Heuristic Quantum Advantage with Peaked Circuits

We design and demonstrate heuristic quantum advantage with peaked circuits (HQAP circuits) on Quantinuum's System Model H2 quantum processor. Through extensive experimentation with state-of-the-art classical simulation strategies, we identify a clear gap between classical and quantum runtimes. By studying peaked circuits designed with our protocol of varying sizes and all-to-all connectivity, we experimentally implemented them on H2, observed the target peak with high statistical confidence, and showed that the 2000 two-qubit-gate instance is solved directly in under 2 hours. Through classical-simulation extrapolation using state-of-the-art methods, we estimate the same instance would take years on exascale systems (Frontier, Summit), suggesting a potentially exponential separation.
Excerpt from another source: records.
PR #371, opened 2023-06-08
neon: fix blocProvider of notifications app

Leptopoda:
does this work?
I couldn't test it :(

It might be broken when opening the app from a notification.
If not we really need to wrap the entire app in the providers.

### DIFF
--- a/packages/neon/neon/lib/neon.dart
+++ b/packages/neon/neon/lib/neon.dart
@@ -193,12 +193,7 @@ Future runNeon({
           create: (final _) => branding,
         ),
       ],
-      child: NeonApp(
-        accountsBloc: accountsBloc,
-        sharedPreferences: sharedPreferences,
-        platform: platform,
-        globalOptions: globalOptions,
-      ),
+      child: const NeonApp(),
     ),
   );
 }
--- a/packages/neon/neon/lib/src/app.dart
+++ b/packages/neon/neon/lib/src/app.dart
@@ -2,17 +2,8 @@ part of '../../neon.dart';
 
 class NeonApp extends StatefulWidget {
   const NeonApp({
-    required this.accountsBloc,
-    required this.sharedPreferences,
-    required this.platform,
-    required this.globalOptions,
     super.key,
   });
-
-  final AccountsBloc accountsBloc;
-  final SharedPreferences sharedPreferences;
-  final NeonPlatform platform;
-  final GlobalOptions globalOptions;
 
   @override
   State<NeonApp> createState() => _NeonAppState();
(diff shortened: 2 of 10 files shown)


Leptopoda:
Maybe once I did the go_router changes we can let each app inject the provider in it's own route.

This way we are always sure that the subtree containing the app has access to the relevant provider.

provokateurin:
It would also be nicer for separate. Apps should be able to access the bloc of another app (at least directly without any interface in between).

Leptopoda:
In that case it would probably be best to register them before the material app as suggested.

provokateurin:
image

I think this is because of the interface?

provokateurin:
This patch makes it work:
[patch.txt](https://github.com/provokateurin/nextcloud-neon/files/11710695/patch.txt)

It was also trying to put a provider inside a provider instead of the bloc.

provokateurin:
I haven't tested opening the app from a notification, but it should work as well, because it takes the same code path.

Leptopoda:
The issue actually is that the notifications AppInterface does not specify the generics

https://github.com/provokateurin/nextcloud-neon/blob/6b60409912de0599237aa0caf2042732b91fdbec/packages/neon/neon_notifications/lib/neon_notifications.dart#L17

But we rely on it for the provider
https://github.com/provokateurin/nextcloud-neon/blob/6b60409912de0599237aa0caf2042732b91fdbec/packages/neon/neon/lib/src/utils/app_implementation.dart#L27-L29

---

I also noticed another few issues like not caching the bloc as we did before
https://github.com/provokateurin/nextcloud-neon/blob/6b60409912de0599237aa0caf2042732b91fdbec/packages/neon/neon/lib/src/blocs/apps.dart#L140-L151

leading to potentially having multiple blocs for the same app (or even memory leaks as we don't properly dispose them rn)

Also getAppsBloc is also still there again leading to multiple having instances of the same bloc.
I've fixed some parts of this already and hope to update the PR today.

---

I've also switched to injecting the providers before the material app so we can access blocs of other apps throughout the app (I initially thought this was stupid but limitations in the cookbook api actually require us uploading some files so we definitely need the filesBloc there)

provokateurin:
LGTM, but I want to test it first. You could squash https://github.com/provokateurin/nextcloud-neon/pull/371/commits/391ae1c96bb30eba050ef070638ad32ab0b474c3 and https://github.com/provokateurin/nextcloud-neon/pull/371/commits/99309a9279bca2d98f741dc62081499bee247f23.

provokateurin (approved):

PR #374, opened 2023-06-13
Refactor/iterable

Leptopoda:
as we don't need the interface being a list we should relax the type a bit.


packages/neon/neon/lib/neon.dart
provokateurin, line 1: Did you intend to commit the changes in this and the other files with the binding? They don't look related to your iterable cleanup.

Leptopoda:
Yeah I can make a separate PR.

I started with the iterable and thought why not clean up the `runNeon` interface even more.
I could also just rename the PR to cleanup `runNeon` interface.

provokateurin:
You can leave it, I had a weird diff view, but the changes make sense.

PR #376, opened 2023-06-13
neon_news, neon_notes: use records in dialogs

Leptopoda:
Improves typesafety and readability

### DIFF
--- a/packages/neon/neon_notes/lib/widgets/notes_floating_action_button.dart
+++ b/packages/neon/neon_notes/lib/widgets/notes_floating_action_button.dart
@@ -13,7 +13,7 @@ class NotesFloatingActionButton extends StatelessWidget {
   @override
   Widget build(final BuildContext context) => FloatingActionButton(
         onPressed: () async {
-          final result = await showDialog<List>(
+          final result = await showDialog<(String, String?)>(
             context: context,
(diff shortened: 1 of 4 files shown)


packages/neon/neon_notes/lib/widgets/notes_floating_action_button.dart
```diff
@@ -13,17 +13,18 @@ class NotesFloatingActionButton extends StatelessWidget {
   @override
   Widget build(final BuildContext context) => FloatingActionButton(
         onPressed: () async {
-          final result = await showDialog<List>(
+          final result = await showDialog<(String, String?)>(
```
provokateurin, line 16: Is it possible to do something like `final (title, category)? = await showDialog<(String, String?)>(`? I really don't know, but it might make it a little cleaner

Leptopoda: I tried to but because of the nullability it's not working.
I mean how would the if check look like?

The only thing we could do it use `result.$1` and `result.$2` instead of assigning them into different variables (We only use them once)

provokateurin: I think assigning to variables makes the code easier to understand, so better leave it as is

PR #523, opened 2023-08-03
chore(neon_files): Update icon

provokateurin:


provokateurin:
Yep, the icon was updated on the server.

PR #533, opened 2023-08-05
Fix/coverage

provokateurin:
Adds some coverage ignores to exclude code that is not relevant.


packages/dynamite/dynamite/lib/src/openapi_builder.dart
```diff
@@ -970,6 +966,11 @@ TypeResult resolveObject(
                   )
                   ..redirect = refer('_\$${state.prefix}$identifier'),
               ),
+              Constructor(
+                (final b) => b
+                  ..name = '_'
+                  ..constant = true,
+              ),
```
Leptopoda, line 973: Is there a reason this one moved down?

Leptopoda (approved):
:+1:

packages/dynamite/dynamite/lib/src/openapi_builder.dart
provokateurin: Yeah because the formatter would move it down and then break the coverage ignores :roll_eyes:

PR #534, opened 2023-08-06
refactor(neon): Align colors with design guidelines

provokateurin:


Leptopoda:
:thinking:

The same document also mentions:
> Android: Material Design guidelines

provokateurin:
Hm, shall we open an issue in the documentation repo and tag the designers?

Leptopoda:
Yeah please.

I wondered the same thing when I redid the design of the cookbook app.

https://m3.material.io/styles/color/the-color-system/key-colors-tones

For reference

provokateurin:
I just read the guidelines again and I think my changes are not correct. As far as I understand it the color codes in the guidelines are meant for web, but we should probably stick to the Material Design colors. Of course we don't only run on Android, but since we use a Material design we should stick to the colors. @Leptopoda do you agree?

Leptopoda:
So just follow the material guidelines everywhere?
Sounds good :+1: 

We could still leave the colors in the NcColors class but not use them in the theme.
I don't know why but maybe someone wants to use them?

provokateurin:
Hm I don't think people really care to use this or that green tone and it's just awkward if some elements are colored slightly different.

provokateurin:
@Leptopoda done

Leptopoda (approved):
There now is some duplication with multiple red colors.

I think it's ok as that's somewhat the reason we have this file just wanted to mention it.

This work marks an important milestone toward verifiable quantum advantage, as well as providing a useful benchmarking protocol for current utility-scale quantum hardware. We sketch our protocol for designing these circuits, provide extensive numerical results leading to our extrapolation estimates, and we make these circuits publicly available. We invite the community to try additional methods to solve these circuits to see if this gap persists even with novel classical techniques. We further outline how peaked circuits can underpin new cryptographic protocols, where messages are encoded into HQAP circuits that can only be efficiently decrypted by NISQ quantum devices with sufficient scale and fidelity, while remaining intractable for classical computers.